Also, wenns recht ist, würde ich schon gerne mitfahren.   
Ich könnte über Saarbrücken fahren und noch 2  oder 3 Leute mit Rad mitnehmen. Sagt doch mal Bescheid, wer alles noch ein Taxi nach R. braucht.


----------



## Moose (28. Oktober 2004)

tiegerbaehr schrieb:
			
		

> Also, wenns recht ist, würde ich schon gerne mitfahren.
> Ich könnte über Saarbrücken fahren und noch 2  oder 3 Leute mit Rad mitnehmen. Sagt doch mal Bescheid, wer alles noch ein Taxi nach R. braucht.


   
Ich schlage vor, dass wir morgen mittag eine Entscheidung treffen: dann müsste der Wetterbericht sich auch mal geeinigt haben.

Grüße,
Moose.


----------



## leeqwar (28. Oktober 2004)

also ich werde mal probieren morgen nen triple-speeder zusammen zu bauen   
ich sehe zwar immer noch leicht wie ne schlechte imitation von nem halben hamster aus, hab aber heute das ok für sport am wochenende bekommen.


----------



## Moose (28. Oktober 2004)

leeqwar schrieb:
			
		

> also ich werde mal probieren morgen nen triple-speeder zusammen zu bauen
> ich sehe zwar immer noch leicht wie ne schlechte imitation von nem halben hamster aus, hab aber heute das ok für sport am wochenende bekommen.

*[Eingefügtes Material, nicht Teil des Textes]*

PR #142, opened 2014-12-09
handle Sphinx's fix for C domain name conflicts

EricFromCanada:
Commit [b2a0904](https://bitbucket.org/birkenfeld/sphinx/commits/b2a090415961d5efb00dabe3614e978fb853f0be) added a "c." prefix to all targets in the C domain. As a result, links to breathe-generated targets [don't work](http://breathe.readthedocs.org/en/latest/domains.html) because the anchors and IDs don't match. This change allows links to breathe-generated targets to work again.

### DIFF
--- a/breathe/renderer/rst/doxygen/domain.py
+++ b/breathe/renderer/rst/doxygen/domain.py
@@ -98,7 +98,7 @@ class CDomainHandler(DomainHandler):
 
         # Create target node. This is required for LaTeX output as target nodes are converted to the
         # appropriate \phantomsection & \label for in document LaTeX links
-        (target,) = self.target_handler.create_target(name)
+        (target,) = self.target_handler.create_target('c.' + name)
 
         inv = self.env.domaindata['c']['objects']
         if name in inv:


vitaut:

Jetzt sag mal leeqwar: steht das Jahr 2004 im Zeichen der Gesichts-OPs bei Dir? 
Erst machst Du einen auf "Schönheits-Chirurgie selbst gemacht" und jetzt lässt Du Dich von einem Doc zum Hamster machen. Das geht ja mal gar nicht!!!
Ich hoffe wirklich, dass Du in R mit dabei sein kannst!


----------



## Einheimischer (28. Oktober 2004)

Also Zeit hätt ich jetzt  werde mich aber auch morgen definitiv entscheiden, falls ich mich für pro R entscheiden sollte, bräuchte ich ein Taxi das über Kirkel fährt *liebguck*

Grüße.


----------



## Moose (28. Oktober 2004)

Einheimischer schrieb:
			
		

> Also Zeit hätt ich jetzt  werde mich aber auch morgen definitiv entscheiden, falls ich mich für pro R entscheiden sollte, bräuchte ich ein Taxi das über Kirkel fährt *liebguck*
> 
> Grüße.



Ich würde Dich auch mit dem Bike abholen und in den Rucksack stecken!


----------



## MTB-News.de




----------



## Limit83 (28. Oktober 2004)

Bin fast dabei am Samstag! Können wir aber morgen nochmal drüber reden! Könntet ihr auf mich warten, hab bis um 13.15Uhr Uni und das wird dann verdammt knapp, wohl erst zehn nach zwei bis ich da bin.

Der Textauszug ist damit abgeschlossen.